What you have to do:
Reproduce the data exactly as it stands.

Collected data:
+---+
PR #107, opened 2022-09-28
Add more implicit conversion fuzy types

davinci26:
According to fastly https://developer.fastly.com/reference/vcl/types/ all primitive types can be casted to string.

> These types all have implicit conversions to strings,
such that their values may be used in contexts where a STRING value is necessary.

We don't allow that in Falco so changed it here to match what Fastly accepts.

### DIFF
--- a/__generator__/builtin.yml
+++ b/__generator__/builtin.yml
@@ -651,8 +651,8 @@ std.collect:
   reference: "https://developer.fastly.com/reference/vcl/functions/miscellaneous/std-collect/"
   on: [RECV, HASH, HIT, MISS, PASS, FETCH, ERROR, DELIVER, LOG]
   arguments:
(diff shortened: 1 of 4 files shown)


shadialtarsha (commented):
Related to this, I had to change the type of parameter that `std.collect` to accept `STRING` instead of `ID`as a workaround to this! 
https://developer.fastly.com/reference/vcl/functions/miscellaneous/std-collect/
Can we change it back to `ID` in `builtin.yml`? or that won't work?

davinci26:
That is a different thing after all so it didnt work

shadialtarsha (approved):
LGTM, nice way to workaround the previous check!

ysugimoto (approved):
Looks good, thanks!

PR #108, opened 2022-09-28
lint protected HTTP headers

ysugimoto:
Fastly protects some HTTP headers modification in VCL so the user could not modify them.
This PR validates the user will modify on `set`, `add`, `unset`, and `remove` statements and raise an error for that operation.

ref: https://developer.fastly.com/reference/http/http-headers/


davinci26 (approved):
nice!

PR #109, opened 2022-09-29
Fix error with `ast.GOTO` and Encoder

davinci26:
Because `ast.GOTO` is not registered in the enccoder the following error appears after the liniting

`Failed to encode VCL: gob: type not registered for interface: ast.GotoStatement`


ysugimoto (approved):
Thanks!

PR #113, opened 2022-10-04
treat obective access in req.http contains semicolon character

ysugimoto:
Related: https://github.com/ysugimoto/falco/pull/112

I found a problem that `req.http.Cookie` allows to contain "." character and then falco raises an "undefined variable" error like:

```vcl
declare local var.cookie STRING;
set var.cookie = req.http.Cookie:dot-included.name
```

Then falco recognizes its syntax as object/variable access and raises an error of "Undefined Variable".
It causes by `splitName` function so I fixed it when ":" character is found in splitted identity names, concatenate remainings.


davinci26 (approved):
thanks, good catch

PR #115, opened 2022-10-19
fix panic error for getting remote snippet

ysugimoto:
This PR avoids unexpected out-of-range panic when `remote` option is provided.

On generating a remote snippet, sometimes nothing backend is defined in Faslty console, then generating a director snippet causes panic by accessing `backends[0]` for empty backends.

The error message is:
```
Remote option supplied. Fetch snippets from Fastly.
Fetching Edge Dictionaries...Done
Fatching Access Control Lists...Done
Fatching Backends...panic: runtime error: index out of range [0] with length 0
```

It causes on https://github.com/ysugimoto/falco/blob/main/cmd/falco/snippet.go#L214

### DIFF
--- a/cmd/falco/snippet.go
+++ b/cmd/falco/snippet.go
@@ -174,7 +174,7 @@ func (s *Snippet) fetchBackend() ([]snippetItem, error) {
 		})
 	}
 
-	// Generate director snippet at least one backend is declared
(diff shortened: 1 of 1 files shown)


davinci26 (approved):
thats great!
+---+
Exercise response:
PR #107, opened 2022-09-28
Add more implicit conversion fuzy types

davinci26:
According to fastly https://developer.fastly.com/reference/vcl/types/ all primitive types can be casted to string.

> These types all have implicit conversions to strings,
such that their values may be used in contexts where a STRING value is necessary.

We don't allow that in Falco so changed it here to match what Fastly accepts.

### DIFF
--- a/__generator__/builtin.yml
+++ b/__generator__/builtin.yml
@@ -651,8 +651,8 @@ std.collect:
   reference: "https://developer.fastly.com/reference/vcl/functions/miscellaneous/std-collect/"
   on: [RECV, HASH, HIT, MISS, PASS, FETCH, ERROR, DELIVER, LOG]
   arguments:
(diff shortened: 1 of 4 files shown)


shadialtarsha (commented):
Related to this, I had to change the type of parameter that `std.collect` to accept `STRING` instead of `ID`as a workaround to this! 
https://developer.fastly.com/reference/vcl/functions/miscellaneous/std-collect/
Can we change it back to `ID` in `builtin.yml`? or that won't work?

davinci26:
That is a different thing after all so it didnt work

shadialtarsha (approved):
LGTM, nice way to workaround the previous check!

ysugimoto (approved):
Looks good, thanks!

PR #108, opened 2022-09-28
lint protected HTTP headers

ysugimoto:
Fastly protects some HTTP headers modification in VCL so the user could not modify them.
This PR validates the user will modify on `set`, `add`, `unset`, and `remove` statements and raise an error for that operation.

ref: https://developer.fastly.com/reference/http/http-headers/


davinci26 (approved):
nice!

PR #109, opened 2022-09-29
Fix error with `ast.GOTO` and Encoder

davinci26:
Because `ast.GOTO` is not registered in the enccoder the following error appears after the liniting

`Failed to encode VCL: gob: type not registered for interface: ast.GotoStatement`


ysugimoto (approved):
Thanks!

PR #113, opened 2022-10-04
treat obective access in req.http contains semicolon character

ysugimoto:
Related: https://github.com/ysugimoto/falco/pull/112

I found a problem that `req.http.Cookie` allows to contain "." character and then falco raises an "undefined variable" error like:

```vcl
declare local var.cookie STRING;
set var.cookie = req.http.Cookie:dot-included.name
```

Then falco recognizes its syntax as object/variable access and raises an error of "Undefined Variable".
It causes by `splitName` function so I fixed it when ":" character is found in splitted identity names, concatenate remainings.


davinci26 (approved):
thanks, good catch

PR #115, opened 2022-10-19
fix panic error for getting remote snippet

ysugimoto:
This PR avoids unexpected out-of-range panic when `remote` option is provided.

On generating a remote snippet, sometimes nothing backend is defined in Faslty console, then generating a director snippet causes panic by accessing `backends[0]` for empty backends.

The error message is:
```
Remote option supplied. Fetch snippets from Fastly.
Fetching Edge Dictionaries...Done
Fatching Access Control Lists...Done
Fatching Backends...panic: runtime error: index out of range [0] with length 0
```

It causes on https://github.com/ysugimoto/falco/blob/main/cmd/falco/snippet.go#L214

### DIFF
--- a/cmd/falco/snippet.go
+++ b/cmd/falco/snippet.go
@@ -174,7 +174,7 @@ func (s *Snippet) fetchBackend() ([]snippetItem, error) {
 		})
 	}
 
-	// Generate director snippet at least one backend is declared
(diff shortened: 1 of 1 files shown)


davinci26 (approved):
thats great!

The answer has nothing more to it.